WORK ITEM: I would like every line of the records below that contains the word "gets" copied.

____

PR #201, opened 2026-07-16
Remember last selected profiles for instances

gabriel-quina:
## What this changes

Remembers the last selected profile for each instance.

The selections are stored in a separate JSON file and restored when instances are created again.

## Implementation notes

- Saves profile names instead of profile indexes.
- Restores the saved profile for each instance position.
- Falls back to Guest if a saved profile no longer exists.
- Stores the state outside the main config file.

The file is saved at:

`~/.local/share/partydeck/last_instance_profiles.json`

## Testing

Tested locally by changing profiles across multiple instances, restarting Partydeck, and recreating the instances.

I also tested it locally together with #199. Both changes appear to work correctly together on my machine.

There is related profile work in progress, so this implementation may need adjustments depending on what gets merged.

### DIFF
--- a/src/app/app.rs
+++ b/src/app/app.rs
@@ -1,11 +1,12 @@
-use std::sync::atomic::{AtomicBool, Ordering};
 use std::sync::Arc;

____

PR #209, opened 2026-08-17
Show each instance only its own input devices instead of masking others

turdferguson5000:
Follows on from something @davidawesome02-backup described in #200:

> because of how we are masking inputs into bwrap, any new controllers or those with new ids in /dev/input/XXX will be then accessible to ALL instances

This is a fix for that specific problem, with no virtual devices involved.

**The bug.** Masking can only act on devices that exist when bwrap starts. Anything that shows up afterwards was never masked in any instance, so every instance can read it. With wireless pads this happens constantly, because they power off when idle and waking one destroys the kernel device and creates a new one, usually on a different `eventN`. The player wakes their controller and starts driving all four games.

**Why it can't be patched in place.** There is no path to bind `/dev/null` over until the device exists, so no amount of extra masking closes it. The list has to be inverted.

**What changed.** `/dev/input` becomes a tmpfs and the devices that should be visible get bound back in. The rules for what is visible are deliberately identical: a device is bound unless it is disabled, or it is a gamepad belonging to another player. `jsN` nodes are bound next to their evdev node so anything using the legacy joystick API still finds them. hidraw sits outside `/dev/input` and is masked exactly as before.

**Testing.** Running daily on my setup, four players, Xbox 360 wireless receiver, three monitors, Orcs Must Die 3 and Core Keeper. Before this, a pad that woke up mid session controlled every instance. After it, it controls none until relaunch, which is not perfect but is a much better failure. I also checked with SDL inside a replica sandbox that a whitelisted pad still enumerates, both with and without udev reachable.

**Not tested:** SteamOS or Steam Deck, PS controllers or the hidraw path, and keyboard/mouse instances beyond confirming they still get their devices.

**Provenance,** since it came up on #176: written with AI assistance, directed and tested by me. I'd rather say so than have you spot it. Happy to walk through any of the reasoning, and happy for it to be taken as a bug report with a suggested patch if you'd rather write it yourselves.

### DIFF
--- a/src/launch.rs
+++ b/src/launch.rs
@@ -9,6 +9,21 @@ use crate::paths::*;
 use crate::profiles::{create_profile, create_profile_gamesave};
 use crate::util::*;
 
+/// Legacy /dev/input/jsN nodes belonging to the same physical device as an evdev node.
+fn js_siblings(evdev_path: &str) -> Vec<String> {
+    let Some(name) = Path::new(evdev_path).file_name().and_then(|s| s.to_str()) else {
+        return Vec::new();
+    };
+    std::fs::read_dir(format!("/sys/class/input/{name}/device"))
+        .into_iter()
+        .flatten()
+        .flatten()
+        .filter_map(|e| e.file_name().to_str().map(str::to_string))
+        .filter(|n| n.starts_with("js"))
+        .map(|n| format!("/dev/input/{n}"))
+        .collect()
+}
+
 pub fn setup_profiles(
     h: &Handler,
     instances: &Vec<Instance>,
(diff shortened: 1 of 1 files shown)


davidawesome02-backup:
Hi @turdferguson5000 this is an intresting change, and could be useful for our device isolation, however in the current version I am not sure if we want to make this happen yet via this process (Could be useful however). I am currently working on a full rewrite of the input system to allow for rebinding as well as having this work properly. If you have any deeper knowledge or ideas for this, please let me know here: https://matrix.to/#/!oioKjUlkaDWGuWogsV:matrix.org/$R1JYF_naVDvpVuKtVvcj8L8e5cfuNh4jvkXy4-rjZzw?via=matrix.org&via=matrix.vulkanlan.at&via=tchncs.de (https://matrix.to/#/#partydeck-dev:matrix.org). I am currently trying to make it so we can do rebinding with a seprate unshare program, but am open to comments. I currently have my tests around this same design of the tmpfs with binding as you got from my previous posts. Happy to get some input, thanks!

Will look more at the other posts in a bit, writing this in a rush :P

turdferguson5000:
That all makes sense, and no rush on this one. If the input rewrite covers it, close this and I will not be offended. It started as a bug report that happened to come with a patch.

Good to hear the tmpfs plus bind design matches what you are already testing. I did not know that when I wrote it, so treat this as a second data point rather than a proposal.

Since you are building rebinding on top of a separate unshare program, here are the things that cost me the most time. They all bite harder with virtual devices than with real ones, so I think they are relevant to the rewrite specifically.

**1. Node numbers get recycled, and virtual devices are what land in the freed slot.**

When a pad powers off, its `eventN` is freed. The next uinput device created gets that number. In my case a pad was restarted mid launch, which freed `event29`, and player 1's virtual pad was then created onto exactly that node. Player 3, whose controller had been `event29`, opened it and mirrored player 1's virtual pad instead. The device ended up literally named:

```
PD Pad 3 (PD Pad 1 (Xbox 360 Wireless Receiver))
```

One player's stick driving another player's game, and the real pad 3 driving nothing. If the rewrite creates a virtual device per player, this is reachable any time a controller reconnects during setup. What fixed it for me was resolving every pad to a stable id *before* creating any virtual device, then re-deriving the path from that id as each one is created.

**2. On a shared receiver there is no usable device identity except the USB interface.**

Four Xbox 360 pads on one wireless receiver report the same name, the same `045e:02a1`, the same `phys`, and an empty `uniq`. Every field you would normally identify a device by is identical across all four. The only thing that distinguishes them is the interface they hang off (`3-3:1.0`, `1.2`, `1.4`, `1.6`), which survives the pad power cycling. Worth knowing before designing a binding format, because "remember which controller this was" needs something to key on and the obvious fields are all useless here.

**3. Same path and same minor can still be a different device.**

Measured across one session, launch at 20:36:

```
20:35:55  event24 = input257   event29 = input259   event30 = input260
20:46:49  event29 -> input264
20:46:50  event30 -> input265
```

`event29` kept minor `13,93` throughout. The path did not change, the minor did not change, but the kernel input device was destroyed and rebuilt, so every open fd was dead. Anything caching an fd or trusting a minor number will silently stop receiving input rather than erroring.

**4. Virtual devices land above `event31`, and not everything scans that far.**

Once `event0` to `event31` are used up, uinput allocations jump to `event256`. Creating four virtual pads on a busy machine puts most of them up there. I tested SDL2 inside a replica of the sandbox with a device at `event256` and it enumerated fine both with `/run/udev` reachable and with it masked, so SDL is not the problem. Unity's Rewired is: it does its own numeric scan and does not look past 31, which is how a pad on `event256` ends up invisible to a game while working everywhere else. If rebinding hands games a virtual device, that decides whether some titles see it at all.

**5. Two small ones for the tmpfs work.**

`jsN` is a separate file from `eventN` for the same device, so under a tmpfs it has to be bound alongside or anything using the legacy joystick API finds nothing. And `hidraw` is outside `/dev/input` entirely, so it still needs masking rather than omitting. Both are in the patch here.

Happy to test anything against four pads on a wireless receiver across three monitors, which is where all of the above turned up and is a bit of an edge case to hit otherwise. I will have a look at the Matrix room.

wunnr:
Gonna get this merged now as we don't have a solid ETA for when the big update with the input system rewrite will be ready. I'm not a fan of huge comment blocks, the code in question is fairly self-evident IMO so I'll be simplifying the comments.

____

EXERCISE RESPONSE:
There is related profile work in progress, so this implementation may need adjustments depending on what gets merged.
When a pad powers off, its `eventN` is freed. The next uinput device created gets that number. In my case a pad was restarted mid launch, which freed `event29`, and player 1's virtual pad was then created onto exactly that node. Player 3, whose controller had been `event29`, opened it and mirrored player 1's virtual pad instead. The device ended up literally named:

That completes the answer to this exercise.